PR #1946, opened 2024-03-19
Created Computations and Data Manager Experimental

munteannatan:
# Pull Request

## 🤨 Rationale

Created new computations experimental component with changed scales and diesTable iteration for finding the bounding box until arquero fixes.

The new scales will be able to be inverted without the need to create separate scales for the hover handler.

## 👩‍💻 Implementation

changed the scales and iteration over the diesTable
integrated the changes and the strategy swap with the wafermap and the experimental hover

## 🧪 Testing

copied spec classes for the new experimental modules.
updated hover handler spec.
adapted the data manager to the previous renderer for visual tests in storybook.

## ✅ Checklist


packages/nimble-components/src/wafer-map/modules/experimental/computations.ts
```diff
@@ -0,0 +1,231 @@
...
+            .getChild('colIndex')!
+            .toArray() as Int32Array;
+        const rowIndex = this.wafermap.diesTable
+            .getChild('rowIndex')!
+            .toArray() as Int32Array;
+
+        const minPoint = { x: colIndex[0]!, y: rowIndex[0]! };
+        const maxPoint = { x: colIndex[0]!, y: rowIndex[0]! };
+
+        // will replace iterating with arquero derive after fixing errors
```
atmgrifter00, line 147:
```suggestion
        // will replace iterating with arquero after fixing errors
```
Also, I think it's worth linking to the PR in arquero here.

packages/nimble-components/src/wafer-map/tests/experimental-computations.spec.ts
```diff
@@ -0,0 +1,187 @@
...
+            expect(computationsModule.margin).toEqual({
+                top: 4,
+                right: 54,
+                bottom: 4,
+                left: 54
+            });
+        });
+    });
+
+    describe('with top left originLocation', () => {
```
atmgrifter00, line 100: It feels like groups of these tests could be handled as a `parameterizeSpec`. For this `describe` and the following three, the only differences are the provided orientation, and the provided expected results for the horizontal and vertical ranges. These should all be able to be captured as `parameterizeSpec` parameters.

Consider other `parameterizeSpec` cases as well for providing a variety of input parameters and expected results.

atmgrifter00 (approved):

packages/nimble-components/src/wafer-map/tests/utilities.ts
```diff
@@ -201,6 +215,27 @@ export function getWaferMapMockComputations(
...
+export function getWaferMapMockComputationsExperimental(
+    diesTable: Table = getWaferMapDiesTable(),
+    originLocation: WaferMapOriginLocation,
+    canvasWidth: number,
+    canvasHeight: number,
+    validity: WaferMapValidity = {
+        invalidGridDimensions: false,
+        invalidDiesTableSchema: false
+    }
+): Pick<
```
rajsite, line 227: Use the same patterns as pushed to thee other PPR to reduce `as` casts, i.e. return WaferMap instead of Pick<WaferMapp> see: https://github.com/ni/nimble/pull/1916/commits/15ad11c33712a29e11d60ba44611cac969f0d637#diff-f8244bcd1e327bb58976a036662c316f8d3bf6b6e2f3428ebc374ca882985d10R163

And discussion here:
https://github.com/ni/nimble/pull/1916#discussion_r1537864808

rajsite (approved):

packages/nimble-components/src/wafer-map/modules/prerendering.ts
```diff
@@ -51,7 +51,29 @@ export class Prerendering {
...
+        )
+            .map(row => {
+                // eslint-disable-next-line @typescript-eslint/no-unsafe-assignment
+                return {
+                    x: row.colIndex,
+                    y: row.rowIndex,
+                    value: row.value,
+                    tags: []
+                };
+            })
```
rajsite, line 76: this all looks super sketchy. approving assuming it will be heavily cleaned up and will not have unsafe assignments and `as` casting is the following PR. If that is not the case should look more carefully and try and clean-up

packages/nimble-components/src/wafer-map/tests/experimental-computations.spec.ts
```diff
@@ -0,0 +1,145 @@
...
+            left: 4
+        };
+        beforeEach(() => {
+            const waferMock = getWaferMapMockComputationsExperimental(
+                getWaferMapDiesTable(),
+                WaferMapOriginLocation.topLeft,
+                100,
+                100
+            );
+            computationsModule = new Computations(waferMock as WaferMap);
```
rajsite, line 27: `as` cast not needed after cleanup

packages/nimble-components/src/wafer-map/tests/experimental-computations.spec.ts
```diff
@@ -0,0 +1,145 @@
...
+
+    describe('with rectangular canvas', () => {
+        beforeEach(() => {
+            const waferMock = getWaferMapMockComputationsExperimental(
+                getWaferMapDiesTable(),
+                WaferMapOriginLocation.topLeft,
+                200,
+                100
+            );
+            computationsModule = new Computations(waferMock as WaferMap);
```
rajsite, line 69: `as` cast not needed after cleanup

packages/nimble-components/src/wafer-map/tests/experimental-computations.spec.ts
```diff
@@ -0,0 +1,145 @@
...
+    parameterizeSpec(testCases, (spec, name, value) => {
+        spec(
+            `with ${name} originLocation should have expected horizontal range and vertical range`,
+            () => {
+                const waferMock = getWaferMapMockComputationsExperimental(
+                    getWaferMapDiesTable(),
+                    value.name,
+                    100,
+                    100
+                ) as WaferMap;
```
rajsite, line 133: `as` cast not needed after cleanup

packages/nimble-components/src/wafer-map/tests/experimental-data-manager.spec.ts
```diff
@@ -0,0 +1,162 @@
...
+        );
+        const diesWithPartialOpacity = dataManagerModule.diesRenderInfo.filter(
+            x => !x.fillStyle.endsWith(',1)')
+        );
+        expect(dies.length).toEqual(diesWithPartialOpacity.length);
+    });
+
+    // skipped until prerendering is refactored
+    xit('should have all dies inside the canvas with margins', () => {
+        for (const dieRenderInfo of dataManagerModule.diesRenderInfo) {
```
rajsite, line 147: This test should [not have conditional asserts](https://github.com/ni/javascript-styleguide/issues/125#issuecomment-1631721812) from looping over a structure not defined in the test. Instead precalculate the expected array and assert the array at once. If not cleaning up now include in the "skipped" comment that it needs to be cleaned up.

packages/nimble-components/src/wafer-map/tests/experimental-data-manager.spec.ts
```diff
@@ -0,0 +1,162 @@
...
+    it('should have as many dies as provided', () => {
+        expect(dataManagerModule.diesRenderInfo.length).toEqual(
+            getWaferMapDies().length
+        );
+    });
+
+    it('should have label with suffix for each die', () => {
+        for (const dieInfo of dataManagerModule.diesRenderInfo) {
+            expect(dieInfo.text).toContain(dieLabelsSuffix);
+        }
```
rajsite, line 118: [Don't loop over asserts](https://github.com/ni/javascript-styleguide/issues/125#issuecomment-1631721812). Make sure to precalculate the array and assert its length so we know exactly how many asserts to expect.

packages/nimble-components/src/wafer-map/tests/wafer-map.spec.ts
```diff
@@ -152,7 +153,8 @@ describe('WaferMap', () => {
             expect(element.renderer instanceof RenderingModule).toBeTrue();
         });
 
-        it('will use WorkerRenderer after supported diesTable change', () => {
+        // skipped until prerendering is refactored
+        xit('will use WorkerRenderer after supported diesTable change', () => {
```
jattasNI, line 157: By disabling existing tests, it looks like test coverage of the stable rendering path is decreasing as a result of this change. Assuming that's accurate, I'm surprised by that: I thought that the existing non-experimental functionality would remain the same and it's only the experimental functionality that has behavior gaps.

Is there a way to keep these cases covered while we refactor the experimental code path? Or am I missing something?

jattasNI (approved):

packages/nimble-components/src/wafer-map/modules/prerendering.ts
munteannatan: This is just an adaptor to see that both strategies produce the same results with the previous render. It's not required, I can remove it

packages/nimble-components/src/wafer-map/modules/experimental/hover-handler.ts
```diff
@@ -72,27 +75,30 @@ export class HoverHandler {
...
-            )
-        );
-        const y = yRoundFunction(
-            this.wafermap.dataManager.invertedVerticalScale(
-                mousePosition.y - this.wafermap.dataManager.margin.top
-            )
-        );
-        return { x, y };
+    ): PointCoordinates | undefined {
+        if (this.wafermap.dataManager instanceof DataManager) {
```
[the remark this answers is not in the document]
munteannatan: there is still a type check for typescript, but I made both checks

packages/nimble-components/src/wafer-map/modules/hover-handler.ts
```diff
@@ -56,28 +61,31 @@ export class HoverHandler {
...
-            )
-        );
-        const y = yRoundFunction(
-            this.wafermap.dataManager.invertedVerticalScale(
-                mousePosition.y - this.wafermap.dataManager.margin.top
-            )
-        );
-        return { x, y };
+    ): PointCoordinates | undefined {
+        if (this.wafermap.dataManager instanceof DataManager) {
```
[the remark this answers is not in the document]
munteannatan: there is still a type check for typescript, but I made both checks

packages/nimble-components/src/wafer-map/tests/wafer-map.spec.ts
munteannatan: I removed the prerendering part which was tripping these tests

◆ WORK ORDER ◆
Count how many lines above contain the word "HoverHandler". Reply with the number alone.

◆ FINAL ANSWER ◆
2